### Saved entries
==============================

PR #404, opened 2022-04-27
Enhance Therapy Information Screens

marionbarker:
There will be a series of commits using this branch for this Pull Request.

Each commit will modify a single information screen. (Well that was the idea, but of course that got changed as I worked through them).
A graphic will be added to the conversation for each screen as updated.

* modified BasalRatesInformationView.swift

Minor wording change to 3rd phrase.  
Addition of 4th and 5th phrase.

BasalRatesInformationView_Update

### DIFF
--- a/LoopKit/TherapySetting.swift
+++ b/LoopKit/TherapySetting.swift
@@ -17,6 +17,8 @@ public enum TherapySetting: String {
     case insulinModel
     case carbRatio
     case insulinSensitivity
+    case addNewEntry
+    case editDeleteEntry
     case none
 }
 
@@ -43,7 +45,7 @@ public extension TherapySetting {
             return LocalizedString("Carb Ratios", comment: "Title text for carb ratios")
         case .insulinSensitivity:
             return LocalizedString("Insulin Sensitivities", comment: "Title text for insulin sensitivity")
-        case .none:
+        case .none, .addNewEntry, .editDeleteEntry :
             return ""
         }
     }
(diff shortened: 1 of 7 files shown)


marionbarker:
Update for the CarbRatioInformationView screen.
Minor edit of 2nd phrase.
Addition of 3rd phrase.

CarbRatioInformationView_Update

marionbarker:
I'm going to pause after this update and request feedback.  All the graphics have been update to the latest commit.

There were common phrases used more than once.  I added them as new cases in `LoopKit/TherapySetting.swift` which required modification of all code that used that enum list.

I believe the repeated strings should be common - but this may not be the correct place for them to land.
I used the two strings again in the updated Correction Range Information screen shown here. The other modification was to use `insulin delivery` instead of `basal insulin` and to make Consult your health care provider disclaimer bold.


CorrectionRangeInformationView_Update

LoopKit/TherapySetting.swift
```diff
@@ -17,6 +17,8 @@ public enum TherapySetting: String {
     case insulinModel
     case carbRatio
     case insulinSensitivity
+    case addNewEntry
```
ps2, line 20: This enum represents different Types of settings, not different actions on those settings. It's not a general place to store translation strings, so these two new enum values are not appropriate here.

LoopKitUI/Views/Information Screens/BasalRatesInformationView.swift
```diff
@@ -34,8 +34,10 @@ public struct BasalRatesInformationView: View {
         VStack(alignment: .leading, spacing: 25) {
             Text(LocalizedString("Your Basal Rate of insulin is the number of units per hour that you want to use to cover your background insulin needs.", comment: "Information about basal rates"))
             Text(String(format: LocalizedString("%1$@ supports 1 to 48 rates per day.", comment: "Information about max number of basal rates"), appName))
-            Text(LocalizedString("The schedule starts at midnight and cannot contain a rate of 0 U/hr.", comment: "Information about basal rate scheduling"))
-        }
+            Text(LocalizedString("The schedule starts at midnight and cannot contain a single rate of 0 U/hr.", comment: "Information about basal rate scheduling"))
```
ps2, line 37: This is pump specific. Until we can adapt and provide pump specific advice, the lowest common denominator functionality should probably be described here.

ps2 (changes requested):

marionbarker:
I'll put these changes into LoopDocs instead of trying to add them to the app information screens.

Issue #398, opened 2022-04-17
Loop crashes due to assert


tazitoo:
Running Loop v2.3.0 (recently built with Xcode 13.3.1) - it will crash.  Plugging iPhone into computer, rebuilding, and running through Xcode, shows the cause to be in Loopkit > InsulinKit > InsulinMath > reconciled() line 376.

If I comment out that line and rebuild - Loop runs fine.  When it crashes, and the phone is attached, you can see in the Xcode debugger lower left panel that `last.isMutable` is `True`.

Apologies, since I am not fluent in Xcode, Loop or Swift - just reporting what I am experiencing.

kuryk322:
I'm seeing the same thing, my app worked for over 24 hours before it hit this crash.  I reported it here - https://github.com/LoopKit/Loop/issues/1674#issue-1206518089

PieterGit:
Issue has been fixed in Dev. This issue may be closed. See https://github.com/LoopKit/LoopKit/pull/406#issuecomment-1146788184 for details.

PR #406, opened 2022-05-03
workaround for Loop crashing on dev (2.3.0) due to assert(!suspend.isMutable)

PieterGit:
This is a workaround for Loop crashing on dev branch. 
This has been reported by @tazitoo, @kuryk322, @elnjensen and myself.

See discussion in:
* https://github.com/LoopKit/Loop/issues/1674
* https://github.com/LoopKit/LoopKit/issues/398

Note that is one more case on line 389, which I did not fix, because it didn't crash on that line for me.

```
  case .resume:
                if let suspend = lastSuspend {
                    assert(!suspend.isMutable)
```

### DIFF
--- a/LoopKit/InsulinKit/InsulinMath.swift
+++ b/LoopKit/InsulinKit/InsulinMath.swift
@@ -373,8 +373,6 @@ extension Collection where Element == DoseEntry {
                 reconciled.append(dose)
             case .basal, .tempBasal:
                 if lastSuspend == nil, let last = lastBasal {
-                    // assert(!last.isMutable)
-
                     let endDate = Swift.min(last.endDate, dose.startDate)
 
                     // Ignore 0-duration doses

==============================

### Required work
Every entry above has to be returned exactly as written.

### Result
PR #404, opened 2022-04-27
Enhance Therapy Information Screens

marionbarker:
There will be a series of commits using this branch for this Pull Request.

Each commit will modify a single information screen. (Well that was the idea, but of course that got changed as I worked through them).
A graphic will be added to the conversation for each screen as updated.

* modified BasalRatesInformationView.swift

Minor wording change to 3rd phrase.  
Addition of 4th and 5th phrase.

BasalRatesInformationView_Update

### DIFF
--- a/LoopKit/TherapySetting.swift
+++ b/LoopKit/TherapySetting.swift
@@ -17,6 +17,8 @@ public enum TherapySetting: String {
     case insulinModel
     case carbRatio
     case insulinSensitivity
+    case addNewEntry
+    case editDeleteEntry
     case none
 }
 
@@ -43,7 +45,7 @@ public extension TherapySetting {
             return LocalizedString("Carb Ratios", comment: "Title text for carb ratios")
         case .insulinSensitivity:
             return LocalizedString("Insulin Sensitivities", comment: "Title text for insulin sensitivity")
-        case .none:
+        case .none, .addNewEntry, .editDeleteEntry :
             return ""
         }
     }
(diff shortened: 1 of 7 files shown)


marionbarker:
Update for the CarbRatioInformationView screen.
Minor edit of 2nd phrase.
Addition of 3rd phrase.

CarbRatioInformationView_Update

marionbarker:
I'm going to pause after this update and request feedback.  All the graphics have been update to the latest commit.

There were common phrases used more than once.  I added them as new cases in `LoopKit/TherapySetting.swift` which required modification of all code that used that enum list.

I believe the repeated strings should be common - but this may not be the correct place for them to land.
I used the two strings again in the updated Correction Range Information screen shown here. The other modification was to use `insulin delivery` instead of `basal insulin` and to make Consult your health care provider disclaimer bold.


CorrectionRangeInformationView_Update

LoopKit/TherapySetting.swift
```diff
@@ -17,6 +17,8 @@ public enum TherapySetting: String {
     case insulinModel
     case carbRatio
     case insulinSensitivity
+    case addNewEntry
```
ps2, line 20: This enum represents different Types of settings, not different actions on those settings. It's not a general place to store translation strings, so these two new enum values are not appropriate here.

LoopKitUI/Views/Information Screens/BasalRatesInformationView.swift
```diff
@@ -34,8 +34,10 @@ public struct BasalRatesInformationView: View {
         VStack(alignment: .leading, spacing: 25) {
             Text(LocalizedString("Your Basal Rate of insulin is the number of units per hour that you want to use to cover your background insulin needs.", comment: "Information about basal rates"))
             Text(String(format: LocalizedString("%1$@ supports 1 to 48 rates per day.", comment: "Information about max number of basal rates"), appName))
-            Text(LocalizedString("The schedule starts at midnight and cannot contain a rate of 0 U/hr.", comment: "Information about basal rate scheduling"))
-        }
+            Text(LocalizedString("The schedule starts at midnight and cannot contain a single rate of 0 U/hr.", comment: "Information about basal rate scheduling"))
```
ps2, line 37: This is pump specific. Until we can adapt and provide pump specific advice, the lowest common denominator functionality should probably be described here.

ps2 (changes requested):

marionbarker:
I'll put these changes into LoopDocs instead of trying to add them to the app information screens.

Issue #398, opened 2022-04-17
Loop crashes due to assert


tazitoo:
Running Loop v2.3.0 (recently built with Xcode 13.3.1) - it will crash.  Plugging iPhone into computer, rebuilding, and running through Xcode, shows the cause to be in Loopkit > InsulinKit > InsulinMath > reconciled() line 376.

If I comment out that line and rebuild - Loop runs fine.  When it crashes, and the phone is attached, you can see in the Xcode debugger lower left panel that `last.isMutable` is `True`.

Apologies, since I am not fluent in Xcode, Loop or Swift - just reporting what I am experiencing.

kuryk322:
I'm seeing the same thing, my app worked for over 24 hours before it hit this crash.  I reported it here - https://github.com/LoopKit/Loop/issues/1674#issue-1206518089

PieterGit:
Issue has been fixed in Dev. This issue may be closed. See https://github.com/LoopKit/LoopKit/pull/406#issuecomment-1146788184 for details.

PR #406, opened 2022-05-03
workaround for Loop crashing on dev (2.3.0) due to assert(!suspend.isMutable)

PieterGit:
This is a workaround for Loop crashing on dev branch. 
This has been reported by @tazitoo, @kuryk322, @elnjensen and myself.

See discussion in:
* https://github.com/LoopKit/Loop/issues/1674
* https://github.com/LoopKit/LoopKit/issues/398

Note that is one more case on line 389, which I did not fix, because it didn't crash on that line for me.

```
  case .resume:
                if let suspend = lastSuspend {
                    assert(!suspend.isMutable)
```

### DIFF
--- a/LoopKit/InsulinKit/InsulinMath.swift
+++ b/LoopKit/InsulinKit/InsulinMath.swift
@@ -373,8 +373,6 @@ extension Collection where Element == DoseEntry {
                 reconciled.append(dose)
             case .basal, .tempBasal:
                 if lastSuspend == nil, let last = lastBasal {
-                    // assert(!last.isMutable)
-
                     let endDate = Swift.min(last.endDate, dose.startDate)
 
                     // Ignore 0-duration doses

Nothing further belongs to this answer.